# [What you have to do]
Look through the records below and collect all lines that hold the string "merge".

----

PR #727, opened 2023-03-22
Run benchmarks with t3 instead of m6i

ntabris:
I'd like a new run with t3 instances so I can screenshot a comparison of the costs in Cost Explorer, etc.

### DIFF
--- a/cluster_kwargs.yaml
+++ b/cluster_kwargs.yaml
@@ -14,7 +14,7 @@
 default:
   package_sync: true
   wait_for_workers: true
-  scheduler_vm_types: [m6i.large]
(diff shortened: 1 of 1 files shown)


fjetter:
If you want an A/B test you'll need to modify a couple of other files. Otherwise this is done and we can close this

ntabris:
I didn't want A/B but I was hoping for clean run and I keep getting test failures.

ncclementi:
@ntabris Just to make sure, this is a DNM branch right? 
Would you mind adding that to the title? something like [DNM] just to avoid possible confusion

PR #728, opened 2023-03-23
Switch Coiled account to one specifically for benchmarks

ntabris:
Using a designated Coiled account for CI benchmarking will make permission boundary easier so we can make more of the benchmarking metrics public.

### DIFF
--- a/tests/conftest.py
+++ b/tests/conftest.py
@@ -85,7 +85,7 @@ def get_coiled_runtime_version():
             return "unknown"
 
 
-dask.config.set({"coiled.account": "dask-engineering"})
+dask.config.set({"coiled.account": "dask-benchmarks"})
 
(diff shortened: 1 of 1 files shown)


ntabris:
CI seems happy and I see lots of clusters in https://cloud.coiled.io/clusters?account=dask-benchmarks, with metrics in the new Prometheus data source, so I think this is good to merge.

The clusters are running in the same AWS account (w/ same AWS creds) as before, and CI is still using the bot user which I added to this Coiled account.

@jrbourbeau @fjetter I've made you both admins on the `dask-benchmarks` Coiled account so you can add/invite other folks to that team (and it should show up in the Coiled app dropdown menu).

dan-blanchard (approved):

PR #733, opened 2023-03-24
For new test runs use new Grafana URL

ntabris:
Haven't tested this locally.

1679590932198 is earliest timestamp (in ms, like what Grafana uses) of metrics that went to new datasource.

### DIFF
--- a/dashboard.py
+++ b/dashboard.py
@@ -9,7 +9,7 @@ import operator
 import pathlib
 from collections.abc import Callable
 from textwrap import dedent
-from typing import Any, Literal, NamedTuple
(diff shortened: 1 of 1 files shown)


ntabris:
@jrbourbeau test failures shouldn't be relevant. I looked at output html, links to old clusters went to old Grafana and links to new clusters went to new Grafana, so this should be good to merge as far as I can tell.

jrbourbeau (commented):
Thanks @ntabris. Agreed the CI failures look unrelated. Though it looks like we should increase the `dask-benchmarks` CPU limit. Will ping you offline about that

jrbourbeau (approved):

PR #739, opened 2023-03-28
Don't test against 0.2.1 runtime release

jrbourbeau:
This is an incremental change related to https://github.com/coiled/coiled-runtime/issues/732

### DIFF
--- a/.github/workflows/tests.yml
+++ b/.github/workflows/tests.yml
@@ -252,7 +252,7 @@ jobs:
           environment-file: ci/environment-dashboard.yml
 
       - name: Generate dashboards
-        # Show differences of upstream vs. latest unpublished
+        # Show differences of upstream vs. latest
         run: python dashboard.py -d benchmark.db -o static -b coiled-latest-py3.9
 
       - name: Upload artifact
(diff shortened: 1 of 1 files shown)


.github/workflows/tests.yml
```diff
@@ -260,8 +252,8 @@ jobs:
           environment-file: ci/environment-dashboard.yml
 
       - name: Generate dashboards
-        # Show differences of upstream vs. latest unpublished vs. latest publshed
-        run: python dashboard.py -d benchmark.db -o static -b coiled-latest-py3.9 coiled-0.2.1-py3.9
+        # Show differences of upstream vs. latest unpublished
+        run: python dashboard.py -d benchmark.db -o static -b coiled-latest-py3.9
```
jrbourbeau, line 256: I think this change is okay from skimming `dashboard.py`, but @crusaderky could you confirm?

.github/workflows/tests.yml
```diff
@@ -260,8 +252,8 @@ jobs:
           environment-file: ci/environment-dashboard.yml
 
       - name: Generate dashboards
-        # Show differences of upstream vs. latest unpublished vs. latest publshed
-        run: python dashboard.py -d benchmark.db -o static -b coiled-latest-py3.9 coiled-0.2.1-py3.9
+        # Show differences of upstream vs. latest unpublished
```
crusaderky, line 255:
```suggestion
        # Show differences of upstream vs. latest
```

----

# [Exercise output]
CI seems happy and I see lots of clusters in https://cloud.coiled.io/clusters?account=dask-benchmarks, with metrics in the new Prometheus data source, so I think this is good to merge.
@jrbourbeau test failures shouldn't be relevant. I looked at output html, links to old clusters went to old Grafana and links to new clusters went to new Grafana, so this should be good to merge as far as I can tell.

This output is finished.